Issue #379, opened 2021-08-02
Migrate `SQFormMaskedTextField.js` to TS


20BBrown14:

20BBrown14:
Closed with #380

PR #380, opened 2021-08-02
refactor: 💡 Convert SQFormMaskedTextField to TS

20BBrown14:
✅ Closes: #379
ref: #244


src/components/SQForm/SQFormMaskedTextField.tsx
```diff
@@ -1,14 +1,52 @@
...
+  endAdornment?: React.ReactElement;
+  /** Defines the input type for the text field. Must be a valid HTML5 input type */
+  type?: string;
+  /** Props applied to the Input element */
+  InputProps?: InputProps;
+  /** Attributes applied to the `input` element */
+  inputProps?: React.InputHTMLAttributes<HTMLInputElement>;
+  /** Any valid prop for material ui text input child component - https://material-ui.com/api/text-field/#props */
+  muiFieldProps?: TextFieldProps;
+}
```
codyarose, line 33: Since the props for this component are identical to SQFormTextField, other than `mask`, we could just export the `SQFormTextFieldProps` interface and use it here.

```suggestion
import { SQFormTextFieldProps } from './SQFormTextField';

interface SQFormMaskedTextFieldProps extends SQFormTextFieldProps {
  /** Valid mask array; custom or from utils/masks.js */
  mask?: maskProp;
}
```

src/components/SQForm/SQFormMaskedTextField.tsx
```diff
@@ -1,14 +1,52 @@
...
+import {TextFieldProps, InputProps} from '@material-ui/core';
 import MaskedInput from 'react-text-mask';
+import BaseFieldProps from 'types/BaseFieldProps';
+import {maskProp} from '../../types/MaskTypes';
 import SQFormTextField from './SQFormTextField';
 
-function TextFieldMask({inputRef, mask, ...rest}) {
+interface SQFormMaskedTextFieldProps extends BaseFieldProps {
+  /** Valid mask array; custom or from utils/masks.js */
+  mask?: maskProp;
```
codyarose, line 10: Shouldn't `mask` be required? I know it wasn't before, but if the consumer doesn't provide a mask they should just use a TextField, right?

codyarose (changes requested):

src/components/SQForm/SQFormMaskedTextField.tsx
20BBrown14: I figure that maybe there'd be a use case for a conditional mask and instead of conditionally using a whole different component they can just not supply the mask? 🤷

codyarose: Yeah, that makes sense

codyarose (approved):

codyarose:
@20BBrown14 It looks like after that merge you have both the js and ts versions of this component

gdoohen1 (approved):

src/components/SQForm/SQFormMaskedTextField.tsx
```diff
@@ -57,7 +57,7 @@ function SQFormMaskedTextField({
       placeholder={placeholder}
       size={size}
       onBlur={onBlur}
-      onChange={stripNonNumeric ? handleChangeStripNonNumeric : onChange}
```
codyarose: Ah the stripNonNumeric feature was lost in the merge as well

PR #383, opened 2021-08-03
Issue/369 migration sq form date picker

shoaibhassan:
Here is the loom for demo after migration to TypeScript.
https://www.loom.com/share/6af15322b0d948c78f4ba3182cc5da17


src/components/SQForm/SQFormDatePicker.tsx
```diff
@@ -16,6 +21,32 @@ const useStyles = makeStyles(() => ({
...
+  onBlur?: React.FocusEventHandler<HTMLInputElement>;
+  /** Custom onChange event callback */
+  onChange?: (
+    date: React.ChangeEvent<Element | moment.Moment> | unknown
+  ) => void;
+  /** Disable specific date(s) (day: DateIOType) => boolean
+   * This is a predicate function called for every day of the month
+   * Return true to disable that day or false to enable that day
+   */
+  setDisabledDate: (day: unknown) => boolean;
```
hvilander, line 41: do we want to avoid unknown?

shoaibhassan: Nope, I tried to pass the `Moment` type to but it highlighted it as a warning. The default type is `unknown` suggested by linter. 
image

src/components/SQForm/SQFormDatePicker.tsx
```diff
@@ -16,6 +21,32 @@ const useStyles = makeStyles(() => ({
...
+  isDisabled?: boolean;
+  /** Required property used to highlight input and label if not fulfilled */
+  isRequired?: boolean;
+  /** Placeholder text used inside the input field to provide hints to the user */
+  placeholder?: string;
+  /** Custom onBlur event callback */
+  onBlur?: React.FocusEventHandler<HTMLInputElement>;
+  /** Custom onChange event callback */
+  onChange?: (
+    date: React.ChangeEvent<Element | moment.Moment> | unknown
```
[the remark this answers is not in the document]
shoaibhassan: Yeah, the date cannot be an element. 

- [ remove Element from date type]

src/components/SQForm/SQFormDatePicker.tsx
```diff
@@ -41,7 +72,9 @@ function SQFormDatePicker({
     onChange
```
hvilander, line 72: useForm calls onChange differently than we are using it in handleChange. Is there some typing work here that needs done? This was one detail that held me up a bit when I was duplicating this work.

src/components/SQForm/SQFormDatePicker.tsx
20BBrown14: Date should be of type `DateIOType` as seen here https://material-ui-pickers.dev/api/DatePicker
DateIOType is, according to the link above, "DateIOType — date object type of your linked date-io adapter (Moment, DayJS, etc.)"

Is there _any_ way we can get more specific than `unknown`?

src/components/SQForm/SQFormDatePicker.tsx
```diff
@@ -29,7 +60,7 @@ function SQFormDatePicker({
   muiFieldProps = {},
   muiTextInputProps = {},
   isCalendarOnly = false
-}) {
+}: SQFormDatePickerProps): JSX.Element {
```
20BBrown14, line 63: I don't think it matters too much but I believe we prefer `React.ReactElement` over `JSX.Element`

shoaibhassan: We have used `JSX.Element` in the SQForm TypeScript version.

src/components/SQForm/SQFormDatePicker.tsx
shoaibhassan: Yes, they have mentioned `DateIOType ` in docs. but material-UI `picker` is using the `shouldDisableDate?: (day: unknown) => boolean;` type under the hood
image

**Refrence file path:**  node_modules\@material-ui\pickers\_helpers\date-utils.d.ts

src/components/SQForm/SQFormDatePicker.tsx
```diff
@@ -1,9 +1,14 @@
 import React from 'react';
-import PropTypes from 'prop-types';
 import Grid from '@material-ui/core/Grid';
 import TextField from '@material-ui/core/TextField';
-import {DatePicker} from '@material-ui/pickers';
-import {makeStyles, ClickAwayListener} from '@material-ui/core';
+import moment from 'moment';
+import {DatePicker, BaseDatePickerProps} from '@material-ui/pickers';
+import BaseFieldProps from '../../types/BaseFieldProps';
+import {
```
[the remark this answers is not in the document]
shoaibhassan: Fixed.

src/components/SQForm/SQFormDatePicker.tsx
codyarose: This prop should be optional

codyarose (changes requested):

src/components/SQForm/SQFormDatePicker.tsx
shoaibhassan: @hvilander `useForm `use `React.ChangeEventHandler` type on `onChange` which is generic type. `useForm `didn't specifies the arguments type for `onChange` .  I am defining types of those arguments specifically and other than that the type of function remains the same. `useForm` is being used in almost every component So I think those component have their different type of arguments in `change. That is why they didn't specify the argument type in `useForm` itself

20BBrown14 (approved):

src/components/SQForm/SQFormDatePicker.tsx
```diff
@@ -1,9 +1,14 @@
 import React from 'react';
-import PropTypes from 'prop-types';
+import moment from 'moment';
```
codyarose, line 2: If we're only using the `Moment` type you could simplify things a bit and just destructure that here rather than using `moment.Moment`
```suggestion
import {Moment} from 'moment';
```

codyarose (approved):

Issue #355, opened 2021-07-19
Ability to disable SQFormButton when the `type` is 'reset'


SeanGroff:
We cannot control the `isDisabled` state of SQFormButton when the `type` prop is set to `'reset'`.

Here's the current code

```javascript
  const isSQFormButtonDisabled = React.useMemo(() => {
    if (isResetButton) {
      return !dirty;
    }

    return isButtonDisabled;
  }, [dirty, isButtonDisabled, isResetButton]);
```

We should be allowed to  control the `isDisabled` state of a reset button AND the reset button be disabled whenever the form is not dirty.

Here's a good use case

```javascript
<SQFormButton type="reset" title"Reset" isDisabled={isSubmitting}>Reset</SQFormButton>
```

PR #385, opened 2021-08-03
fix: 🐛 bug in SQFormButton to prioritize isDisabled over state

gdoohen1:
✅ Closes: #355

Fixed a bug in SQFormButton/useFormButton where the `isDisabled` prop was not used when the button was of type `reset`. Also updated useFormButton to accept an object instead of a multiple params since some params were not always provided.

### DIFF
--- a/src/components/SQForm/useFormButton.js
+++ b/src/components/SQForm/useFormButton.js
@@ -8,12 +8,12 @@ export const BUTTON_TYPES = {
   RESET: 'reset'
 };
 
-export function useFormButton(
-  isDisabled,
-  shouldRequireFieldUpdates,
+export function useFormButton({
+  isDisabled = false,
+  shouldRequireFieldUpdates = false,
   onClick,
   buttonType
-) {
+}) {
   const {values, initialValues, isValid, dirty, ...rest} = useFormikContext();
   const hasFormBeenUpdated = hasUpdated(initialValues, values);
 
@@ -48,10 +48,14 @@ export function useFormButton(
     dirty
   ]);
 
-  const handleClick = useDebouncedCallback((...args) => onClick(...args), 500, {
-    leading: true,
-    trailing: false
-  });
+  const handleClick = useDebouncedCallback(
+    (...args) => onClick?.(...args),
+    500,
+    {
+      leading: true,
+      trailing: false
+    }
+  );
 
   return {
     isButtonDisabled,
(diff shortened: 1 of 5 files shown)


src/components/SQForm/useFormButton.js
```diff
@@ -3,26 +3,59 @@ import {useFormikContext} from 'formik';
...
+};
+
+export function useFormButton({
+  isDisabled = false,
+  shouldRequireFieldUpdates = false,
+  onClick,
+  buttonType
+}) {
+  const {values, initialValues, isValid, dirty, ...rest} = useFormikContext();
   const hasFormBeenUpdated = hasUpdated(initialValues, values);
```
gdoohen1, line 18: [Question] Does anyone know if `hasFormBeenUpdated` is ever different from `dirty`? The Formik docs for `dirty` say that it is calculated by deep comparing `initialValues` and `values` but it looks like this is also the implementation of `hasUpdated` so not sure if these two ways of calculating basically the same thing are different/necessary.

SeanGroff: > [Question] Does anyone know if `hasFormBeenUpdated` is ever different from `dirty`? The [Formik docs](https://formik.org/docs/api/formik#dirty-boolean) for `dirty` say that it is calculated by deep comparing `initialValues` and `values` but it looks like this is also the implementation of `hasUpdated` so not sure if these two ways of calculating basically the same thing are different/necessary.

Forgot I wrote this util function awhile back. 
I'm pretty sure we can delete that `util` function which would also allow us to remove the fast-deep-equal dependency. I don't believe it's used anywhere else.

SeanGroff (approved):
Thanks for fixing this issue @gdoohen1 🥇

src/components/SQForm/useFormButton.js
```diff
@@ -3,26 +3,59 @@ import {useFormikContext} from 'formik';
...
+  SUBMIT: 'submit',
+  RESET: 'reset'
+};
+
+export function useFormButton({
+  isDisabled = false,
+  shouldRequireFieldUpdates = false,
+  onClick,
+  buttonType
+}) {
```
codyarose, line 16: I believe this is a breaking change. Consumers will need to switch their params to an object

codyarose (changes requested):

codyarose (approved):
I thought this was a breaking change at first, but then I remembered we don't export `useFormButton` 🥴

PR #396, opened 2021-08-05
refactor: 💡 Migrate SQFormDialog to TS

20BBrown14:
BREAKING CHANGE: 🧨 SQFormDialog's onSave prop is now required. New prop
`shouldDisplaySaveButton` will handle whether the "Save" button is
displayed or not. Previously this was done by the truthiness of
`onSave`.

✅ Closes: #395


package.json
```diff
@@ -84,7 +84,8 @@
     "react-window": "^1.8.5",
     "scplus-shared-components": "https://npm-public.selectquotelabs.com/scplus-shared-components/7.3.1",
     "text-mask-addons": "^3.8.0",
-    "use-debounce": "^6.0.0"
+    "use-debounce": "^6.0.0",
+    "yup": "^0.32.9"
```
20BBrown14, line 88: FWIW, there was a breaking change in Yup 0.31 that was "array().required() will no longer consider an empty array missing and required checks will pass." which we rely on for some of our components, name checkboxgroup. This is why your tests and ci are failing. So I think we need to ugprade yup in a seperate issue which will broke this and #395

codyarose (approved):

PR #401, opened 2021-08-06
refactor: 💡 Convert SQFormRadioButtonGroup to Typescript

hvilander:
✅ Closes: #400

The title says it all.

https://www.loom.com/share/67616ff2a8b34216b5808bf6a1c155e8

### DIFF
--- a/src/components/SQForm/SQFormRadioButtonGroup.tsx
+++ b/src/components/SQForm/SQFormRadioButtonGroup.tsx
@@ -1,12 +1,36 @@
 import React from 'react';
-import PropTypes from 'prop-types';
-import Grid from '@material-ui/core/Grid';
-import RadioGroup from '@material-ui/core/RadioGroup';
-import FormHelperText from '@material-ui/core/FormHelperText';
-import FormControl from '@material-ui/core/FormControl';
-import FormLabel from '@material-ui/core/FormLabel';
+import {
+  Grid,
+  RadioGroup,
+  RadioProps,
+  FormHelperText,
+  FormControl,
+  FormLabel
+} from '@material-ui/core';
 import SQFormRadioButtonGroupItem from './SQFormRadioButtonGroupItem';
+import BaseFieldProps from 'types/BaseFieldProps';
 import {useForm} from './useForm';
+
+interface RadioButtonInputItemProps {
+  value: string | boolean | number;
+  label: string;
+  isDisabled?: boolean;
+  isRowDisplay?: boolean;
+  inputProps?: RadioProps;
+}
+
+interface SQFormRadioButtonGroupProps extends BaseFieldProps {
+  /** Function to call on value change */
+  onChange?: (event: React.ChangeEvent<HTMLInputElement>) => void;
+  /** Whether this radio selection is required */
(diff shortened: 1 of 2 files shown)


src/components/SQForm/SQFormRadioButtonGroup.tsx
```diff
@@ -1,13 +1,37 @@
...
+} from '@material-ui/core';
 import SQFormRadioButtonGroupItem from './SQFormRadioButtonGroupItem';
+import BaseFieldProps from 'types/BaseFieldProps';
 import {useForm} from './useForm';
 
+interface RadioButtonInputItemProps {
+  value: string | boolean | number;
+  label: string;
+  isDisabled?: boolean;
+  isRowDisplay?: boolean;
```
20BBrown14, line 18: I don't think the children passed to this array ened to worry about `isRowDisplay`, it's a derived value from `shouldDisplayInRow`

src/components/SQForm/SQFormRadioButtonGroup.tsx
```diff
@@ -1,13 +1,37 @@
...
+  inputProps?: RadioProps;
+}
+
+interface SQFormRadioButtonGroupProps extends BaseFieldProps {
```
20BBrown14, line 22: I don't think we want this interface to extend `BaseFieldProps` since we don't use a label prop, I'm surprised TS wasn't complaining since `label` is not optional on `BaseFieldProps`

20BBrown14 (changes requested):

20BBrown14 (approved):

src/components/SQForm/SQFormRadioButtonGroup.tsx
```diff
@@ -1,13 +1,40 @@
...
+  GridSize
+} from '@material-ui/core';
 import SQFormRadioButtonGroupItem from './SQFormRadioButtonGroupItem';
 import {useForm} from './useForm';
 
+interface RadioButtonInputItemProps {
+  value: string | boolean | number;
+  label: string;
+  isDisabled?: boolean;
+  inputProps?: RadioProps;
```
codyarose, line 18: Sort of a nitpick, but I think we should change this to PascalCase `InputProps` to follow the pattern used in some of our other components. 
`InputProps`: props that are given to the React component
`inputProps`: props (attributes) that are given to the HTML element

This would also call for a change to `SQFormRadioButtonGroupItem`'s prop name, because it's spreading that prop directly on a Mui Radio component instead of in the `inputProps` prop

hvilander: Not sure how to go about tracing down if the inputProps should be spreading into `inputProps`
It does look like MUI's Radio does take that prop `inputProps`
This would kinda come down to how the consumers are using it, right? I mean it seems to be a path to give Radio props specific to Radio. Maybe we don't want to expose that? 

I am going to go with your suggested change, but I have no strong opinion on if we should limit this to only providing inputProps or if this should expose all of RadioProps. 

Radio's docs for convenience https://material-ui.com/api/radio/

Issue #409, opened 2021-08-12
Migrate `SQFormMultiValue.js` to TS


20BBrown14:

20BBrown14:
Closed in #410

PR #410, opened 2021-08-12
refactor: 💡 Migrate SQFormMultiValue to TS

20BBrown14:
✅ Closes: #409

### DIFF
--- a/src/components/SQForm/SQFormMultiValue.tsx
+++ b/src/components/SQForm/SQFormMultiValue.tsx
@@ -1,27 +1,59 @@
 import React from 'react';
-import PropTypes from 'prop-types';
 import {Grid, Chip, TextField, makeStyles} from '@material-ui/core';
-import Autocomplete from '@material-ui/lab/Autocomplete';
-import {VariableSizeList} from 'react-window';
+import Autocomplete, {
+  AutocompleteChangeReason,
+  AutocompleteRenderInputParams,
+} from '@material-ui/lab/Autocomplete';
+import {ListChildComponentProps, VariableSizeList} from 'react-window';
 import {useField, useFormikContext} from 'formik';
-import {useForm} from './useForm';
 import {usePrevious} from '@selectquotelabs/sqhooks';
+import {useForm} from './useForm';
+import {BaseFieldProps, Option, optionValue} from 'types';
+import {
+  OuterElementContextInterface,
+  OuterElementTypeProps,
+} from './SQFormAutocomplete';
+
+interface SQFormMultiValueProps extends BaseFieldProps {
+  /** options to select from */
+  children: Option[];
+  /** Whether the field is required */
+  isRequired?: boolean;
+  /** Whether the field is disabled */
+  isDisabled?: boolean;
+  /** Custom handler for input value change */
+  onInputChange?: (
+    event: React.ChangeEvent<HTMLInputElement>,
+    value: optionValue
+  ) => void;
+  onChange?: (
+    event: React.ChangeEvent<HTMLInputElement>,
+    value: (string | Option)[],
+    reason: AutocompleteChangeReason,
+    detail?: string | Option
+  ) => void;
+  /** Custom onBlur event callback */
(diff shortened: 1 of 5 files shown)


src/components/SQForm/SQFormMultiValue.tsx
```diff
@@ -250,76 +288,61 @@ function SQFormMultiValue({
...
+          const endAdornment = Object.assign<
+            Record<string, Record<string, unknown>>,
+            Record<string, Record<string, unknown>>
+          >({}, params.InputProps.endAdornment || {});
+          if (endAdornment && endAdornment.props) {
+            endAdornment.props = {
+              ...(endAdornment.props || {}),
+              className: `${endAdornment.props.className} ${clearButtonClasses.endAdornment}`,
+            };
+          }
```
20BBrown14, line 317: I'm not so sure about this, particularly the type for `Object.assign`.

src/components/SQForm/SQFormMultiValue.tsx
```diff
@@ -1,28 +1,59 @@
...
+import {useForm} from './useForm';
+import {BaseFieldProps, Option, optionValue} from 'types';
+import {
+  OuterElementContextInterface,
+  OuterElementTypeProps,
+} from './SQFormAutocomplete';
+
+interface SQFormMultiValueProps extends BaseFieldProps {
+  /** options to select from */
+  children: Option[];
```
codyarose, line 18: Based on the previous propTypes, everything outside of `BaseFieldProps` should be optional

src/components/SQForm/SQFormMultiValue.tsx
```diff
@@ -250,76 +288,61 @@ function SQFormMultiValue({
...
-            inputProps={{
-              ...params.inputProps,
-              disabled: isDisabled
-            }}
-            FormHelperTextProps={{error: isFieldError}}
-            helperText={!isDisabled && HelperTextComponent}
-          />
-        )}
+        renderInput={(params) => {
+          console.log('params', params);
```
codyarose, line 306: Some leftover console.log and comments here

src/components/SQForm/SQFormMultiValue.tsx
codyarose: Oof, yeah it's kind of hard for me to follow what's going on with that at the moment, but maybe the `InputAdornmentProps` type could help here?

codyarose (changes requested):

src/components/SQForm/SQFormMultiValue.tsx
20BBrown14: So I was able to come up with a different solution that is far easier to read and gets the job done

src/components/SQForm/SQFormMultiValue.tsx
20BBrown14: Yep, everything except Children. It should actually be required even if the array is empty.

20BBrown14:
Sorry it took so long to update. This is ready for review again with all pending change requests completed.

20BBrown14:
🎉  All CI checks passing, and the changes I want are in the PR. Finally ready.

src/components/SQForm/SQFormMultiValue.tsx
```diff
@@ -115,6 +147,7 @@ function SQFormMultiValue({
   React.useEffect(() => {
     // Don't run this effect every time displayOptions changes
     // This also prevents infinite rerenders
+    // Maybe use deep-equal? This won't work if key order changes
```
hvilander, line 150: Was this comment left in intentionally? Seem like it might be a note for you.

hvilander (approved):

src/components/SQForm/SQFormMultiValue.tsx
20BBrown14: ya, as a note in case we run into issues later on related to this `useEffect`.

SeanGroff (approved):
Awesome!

########################################

→ BRIEF
Among the records above, extract exactly the lines from the line with "20BBrown14, line 88: FWIW, there" to the line with "--- a/src/components/SQForm/SQFormRadioButtonGroup.tsx", both lines included, and leave out the rest.

→ OUTPUT FOR THIS EXERCISE
20BBrown14, line 88: FWIW, there was a breaking change in Yup 0.31 that was "array().required() will no longer consider an empty array missing and required checks will pass." which we rely on for some of our components, name checkboxgroup. This is why your tests and ci are failing. So I think we need to ugprade yup in a seperate issue which will broke this and #395

codyarose (approved):

PR #401, opened 2021-08-06
refactor: 💡 Convert SQFormRadioButtonGroup to Typescript

hvilander:
✅ Closes: #400

The title says it all.

https://www.loom.com/share/67616ff2a8b34216b5808bf6a1c155e8

### DIFF
--- a/src/components/SQForm/SQFormRadioButtonGroup.tsx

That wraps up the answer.